[[ Excerpted records open ]]

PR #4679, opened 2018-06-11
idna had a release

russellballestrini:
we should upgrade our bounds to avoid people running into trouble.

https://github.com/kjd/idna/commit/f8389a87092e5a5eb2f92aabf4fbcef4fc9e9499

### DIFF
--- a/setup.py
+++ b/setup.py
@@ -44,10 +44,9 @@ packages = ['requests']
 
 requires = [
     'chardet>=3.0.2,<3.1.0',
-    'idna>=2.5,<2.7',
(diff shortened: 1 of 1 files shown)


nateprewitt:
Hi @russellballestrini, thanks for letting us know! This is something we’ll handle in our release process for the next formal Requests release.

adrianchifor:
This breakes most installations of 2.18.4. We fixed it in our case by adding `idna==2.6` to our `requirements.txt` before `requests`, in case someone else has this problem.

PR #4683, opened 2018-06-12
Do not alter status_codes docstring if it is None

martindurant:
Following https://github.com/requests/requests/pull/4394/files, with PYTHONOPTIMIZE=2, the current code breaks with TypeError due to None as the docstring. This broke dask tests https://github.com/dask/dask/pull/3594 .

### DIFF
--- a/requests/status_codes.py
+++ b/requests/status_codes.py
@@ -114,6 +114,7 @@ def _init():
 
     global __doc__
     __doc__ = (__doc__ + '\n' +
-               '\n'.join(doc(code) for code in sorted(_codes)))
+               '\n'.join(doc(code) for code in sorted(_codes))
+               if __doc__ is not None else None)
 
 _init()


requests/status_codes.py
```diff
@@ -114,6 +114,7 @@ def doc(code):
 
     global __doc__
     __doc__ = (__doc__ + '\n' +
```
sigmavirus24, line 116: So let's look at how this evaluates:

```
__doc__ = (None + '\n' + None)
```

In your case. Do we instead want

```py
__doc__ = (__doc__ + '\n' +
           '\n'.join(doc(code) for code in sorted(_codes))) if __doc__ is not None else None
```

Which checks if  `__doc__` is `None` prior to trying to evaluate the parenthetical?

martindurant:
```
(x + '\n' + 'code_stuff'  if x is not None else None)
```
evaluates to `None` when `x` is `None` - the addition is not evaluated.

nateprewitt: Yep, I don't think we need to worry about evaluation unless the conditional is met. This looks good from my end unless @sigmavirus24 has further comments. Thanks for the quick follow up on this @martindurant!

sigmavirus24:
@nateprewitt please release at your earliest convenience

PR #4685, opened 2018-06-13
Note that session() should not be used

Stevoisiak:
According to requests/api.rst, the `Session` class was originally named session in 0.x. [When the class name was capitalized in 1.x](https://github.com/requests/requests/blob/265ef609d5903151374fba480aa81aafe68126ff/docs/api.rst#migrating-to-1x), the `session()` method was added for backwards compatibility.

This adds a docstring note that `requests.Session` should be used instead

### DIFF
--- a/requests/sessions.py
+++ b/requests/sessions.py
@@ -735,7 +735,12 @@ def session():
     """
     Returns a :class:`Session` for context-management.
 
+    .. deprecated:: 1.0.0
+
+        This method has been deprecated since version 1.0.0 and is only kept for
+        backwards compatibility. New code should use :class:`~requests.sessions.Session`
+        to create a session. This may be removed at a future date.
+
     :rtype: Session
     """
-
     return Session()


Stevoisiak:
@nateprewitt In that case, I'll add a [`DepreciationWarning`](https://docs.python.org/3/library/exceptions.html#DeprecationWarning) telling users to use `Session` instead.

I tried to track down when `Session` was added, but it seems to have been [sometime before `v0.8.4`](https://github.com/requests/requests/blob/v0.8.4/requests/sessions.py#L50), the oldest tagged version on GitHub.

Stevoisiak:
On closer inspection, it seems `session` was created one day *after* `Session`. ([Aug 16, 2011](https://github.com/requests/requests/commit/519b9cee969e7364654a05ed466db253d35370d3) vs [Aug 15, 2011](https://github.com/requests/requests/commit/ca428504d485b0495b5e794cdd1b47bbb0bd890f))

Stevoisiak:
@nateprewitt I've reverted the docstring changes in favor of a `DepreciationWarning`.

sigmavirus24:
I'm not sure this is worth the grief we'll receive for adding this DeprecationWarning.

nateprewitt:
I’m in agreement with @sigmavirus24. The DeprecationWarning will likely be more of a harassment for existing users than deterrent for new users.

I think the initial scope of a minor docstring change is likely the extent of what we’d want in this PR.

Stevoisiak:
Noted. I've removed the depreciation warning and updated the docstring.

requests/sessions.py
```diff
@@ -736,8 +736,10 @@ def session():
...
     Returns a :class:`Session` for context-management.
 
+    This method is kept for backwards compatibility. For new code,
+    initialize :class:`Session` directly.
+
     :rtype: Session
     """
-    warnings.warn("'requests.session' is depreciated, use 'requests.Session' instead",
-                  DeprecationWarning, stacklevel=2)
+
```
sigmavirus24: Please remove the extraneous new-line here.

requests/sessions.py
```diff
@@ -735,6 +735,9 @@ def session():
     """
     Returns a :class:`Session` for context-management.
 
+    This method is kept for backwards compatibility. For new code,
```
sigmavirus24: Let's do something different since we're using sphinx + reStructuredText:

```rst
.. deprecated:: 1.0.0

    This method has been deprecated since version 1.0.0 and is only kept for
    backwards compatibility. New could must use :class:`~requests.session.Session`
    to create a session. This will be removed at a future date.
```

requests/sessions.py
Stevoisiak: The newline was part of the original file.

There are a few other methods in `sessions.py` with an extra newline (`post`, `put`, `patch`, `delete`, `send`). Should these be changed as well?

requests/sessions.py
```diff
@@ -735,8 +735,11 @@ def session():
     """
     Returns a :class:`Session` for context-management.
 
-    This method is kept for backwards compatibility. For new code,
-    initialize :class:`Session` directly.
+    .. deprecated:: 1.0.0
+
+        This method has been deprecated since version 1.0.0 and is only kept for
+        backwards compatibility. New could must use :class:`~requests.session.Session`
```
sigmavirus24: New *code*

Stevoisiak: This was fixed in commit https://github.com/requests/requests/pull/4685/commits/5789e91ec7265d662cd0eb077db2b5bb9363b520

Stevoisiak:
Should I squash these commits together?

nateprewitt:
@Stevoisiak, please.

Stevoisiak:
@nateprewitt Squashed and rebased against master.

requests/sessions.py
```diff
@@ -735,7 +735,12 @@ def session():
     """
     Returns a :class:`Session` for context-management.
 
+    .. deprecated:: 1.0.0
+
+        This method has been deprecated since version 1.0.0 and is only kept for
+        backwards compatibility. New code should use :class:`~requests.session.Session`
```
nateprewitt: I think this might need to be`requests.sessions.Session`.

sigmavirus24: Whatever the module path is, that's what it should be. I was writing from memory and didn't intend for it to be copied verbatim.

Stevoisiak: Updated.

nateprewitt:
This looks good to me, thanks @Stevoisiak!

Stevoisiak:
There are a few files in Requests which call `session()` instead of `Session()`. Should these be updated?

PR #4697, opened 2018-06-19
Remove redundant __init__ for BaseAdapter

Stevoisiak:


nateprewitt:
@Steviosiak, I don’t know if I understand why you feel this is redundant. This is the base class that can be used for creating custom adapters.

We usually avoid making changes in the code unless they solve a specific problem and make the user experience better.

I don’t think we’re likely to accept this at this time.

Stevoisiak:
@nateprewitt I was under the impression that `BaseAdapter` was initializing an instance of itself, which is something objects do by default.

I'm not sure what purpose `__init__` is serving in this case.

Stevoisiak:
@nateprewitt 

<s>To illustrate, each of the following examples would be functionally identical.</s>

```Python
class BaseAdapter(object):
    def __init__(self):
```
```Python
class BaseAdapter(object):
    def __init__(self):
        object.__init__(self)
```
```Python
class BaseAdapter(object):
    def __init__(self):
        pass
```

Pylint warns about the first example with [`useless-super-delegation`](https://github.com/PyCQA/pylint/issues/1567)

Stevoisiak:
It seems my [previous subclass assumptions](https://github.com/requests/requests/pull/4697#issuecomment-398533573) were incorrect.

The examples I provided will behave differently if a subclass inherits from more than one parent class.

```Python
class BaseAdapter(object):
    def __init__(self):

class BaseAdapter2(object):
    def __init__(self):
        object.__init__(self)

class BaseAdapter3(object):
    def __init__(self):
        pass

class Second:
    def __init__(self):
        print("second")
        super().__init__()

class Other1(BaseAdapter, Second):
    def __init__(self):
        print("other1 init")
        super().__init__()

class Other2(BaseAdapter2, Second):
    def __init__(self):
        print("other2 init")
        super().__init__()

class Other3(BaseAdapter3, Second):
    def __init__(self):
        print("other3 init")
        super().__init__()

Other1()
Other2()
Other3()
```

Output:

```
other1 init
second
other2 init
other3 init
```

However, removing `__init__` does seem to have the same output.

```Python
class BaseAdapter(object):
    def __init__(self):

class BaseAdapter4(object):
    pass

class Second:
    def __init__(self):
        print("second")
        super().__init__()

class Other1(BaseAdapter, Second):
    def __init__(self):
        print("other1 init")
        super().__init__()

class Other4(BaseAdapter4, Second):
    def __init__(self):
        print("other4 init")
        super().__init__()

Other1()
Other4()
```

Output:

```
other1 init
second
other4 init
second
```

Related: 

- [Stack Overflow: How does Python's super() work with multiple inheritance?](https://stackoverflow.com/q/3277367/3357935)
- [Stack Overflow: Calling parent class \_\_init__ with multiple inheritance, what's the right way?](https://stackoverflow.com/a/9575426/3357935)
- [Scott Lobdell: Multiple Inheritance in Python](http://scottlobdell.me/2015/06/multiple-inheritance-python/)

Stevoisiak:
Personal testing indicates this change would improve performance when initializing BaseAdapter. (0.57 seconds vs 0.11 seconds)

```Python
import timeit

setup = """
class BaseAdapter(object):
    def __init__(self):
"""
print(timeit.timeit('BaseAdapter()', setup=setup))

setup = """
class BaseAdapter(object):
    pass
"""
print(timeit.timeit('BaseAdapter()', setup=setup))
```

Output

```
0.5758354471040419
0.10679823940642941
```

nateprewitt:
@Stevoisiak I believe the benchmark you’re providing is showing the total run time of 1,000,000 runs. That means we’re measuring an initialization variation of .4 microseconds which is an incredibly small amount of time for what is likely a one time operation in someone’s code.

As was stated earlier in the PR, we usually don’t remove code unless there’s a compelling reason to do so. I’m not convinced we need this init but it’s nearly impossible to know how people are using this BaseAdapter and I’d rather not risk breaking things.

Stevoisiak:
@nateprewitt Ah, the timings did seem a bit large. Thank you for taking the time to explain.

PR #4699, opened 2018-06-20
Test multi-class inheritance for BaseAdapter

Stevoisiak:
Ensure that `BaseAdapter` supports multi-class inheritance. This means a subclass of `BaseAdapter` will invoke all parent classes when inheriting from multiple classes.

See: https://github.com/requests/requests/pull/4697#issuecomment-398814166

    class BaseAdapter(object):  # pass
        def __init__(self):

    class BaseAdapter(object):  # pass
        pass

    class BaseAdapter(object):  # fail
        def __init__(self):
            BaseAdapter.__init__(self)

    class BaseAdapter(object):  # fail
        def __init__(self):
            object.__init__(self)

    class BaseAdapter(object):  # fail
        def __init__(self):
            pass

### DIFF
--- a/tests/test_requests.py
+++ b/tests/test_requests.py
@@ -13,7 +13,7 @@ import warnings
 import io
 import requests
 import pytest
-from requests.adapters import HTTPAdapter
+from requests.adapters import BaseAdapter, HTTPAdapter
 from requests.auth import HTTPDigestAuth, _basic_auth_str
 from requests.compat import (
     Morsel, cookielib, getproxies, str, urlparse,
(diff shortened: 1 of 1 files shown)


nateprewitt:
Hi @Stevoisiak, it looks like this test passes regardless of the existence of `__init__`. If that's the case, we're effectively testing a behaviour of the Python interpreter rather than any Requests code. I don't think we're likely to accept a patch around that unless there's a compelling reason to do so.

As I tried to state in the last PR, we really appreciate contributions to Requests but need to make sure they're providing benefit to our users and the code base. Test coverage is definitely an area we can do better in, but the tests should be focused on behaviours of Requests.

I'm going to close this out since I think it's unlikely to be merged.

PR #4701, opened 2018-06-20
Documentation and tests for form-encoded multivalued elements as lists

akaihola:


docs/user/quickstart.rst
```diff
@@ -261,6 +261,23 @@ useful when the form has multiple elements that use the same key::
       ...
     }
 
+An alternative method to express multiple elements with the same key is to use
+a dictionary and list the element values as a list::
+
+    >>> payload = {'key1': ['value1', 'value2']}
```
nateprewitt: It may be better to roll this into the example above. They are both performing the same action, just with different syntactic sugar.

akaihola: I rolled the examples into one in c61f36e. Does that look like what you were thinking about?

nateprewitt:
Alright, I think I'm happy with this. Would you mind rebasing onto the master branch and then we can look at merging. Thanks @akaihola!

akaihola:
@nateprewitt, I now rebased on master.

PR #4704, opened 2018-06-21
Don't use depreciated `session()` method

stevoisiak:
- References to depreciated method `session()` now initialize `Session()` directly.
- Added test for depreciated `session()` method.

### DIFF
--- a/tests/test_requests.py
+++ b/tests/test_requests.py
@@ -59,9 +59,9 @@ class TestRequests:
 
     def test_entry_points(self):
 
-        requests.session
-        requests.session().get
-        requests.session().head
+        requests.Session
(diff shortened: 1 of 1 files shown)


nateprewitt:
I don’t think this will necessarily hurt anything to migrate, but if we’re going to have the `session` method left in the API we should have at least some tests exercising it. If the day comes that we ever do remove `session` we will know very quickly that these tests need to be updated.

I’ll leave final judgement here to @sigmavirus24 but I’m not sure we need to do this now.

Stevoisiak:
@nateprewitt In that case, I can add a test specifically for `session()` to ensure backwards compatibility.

[[ Excerpted records closed ]]

> **Exercise details**: All lines in the records above with "elements" need to be found and copied.

> **Task result**:
Documentation and tests for form-encoded multivalued elements as lists
@@ -261,6 +261,23 @@ useful when the form has multiple elements that use the same key::
+An alternative method to express multiple elements with the same key is to use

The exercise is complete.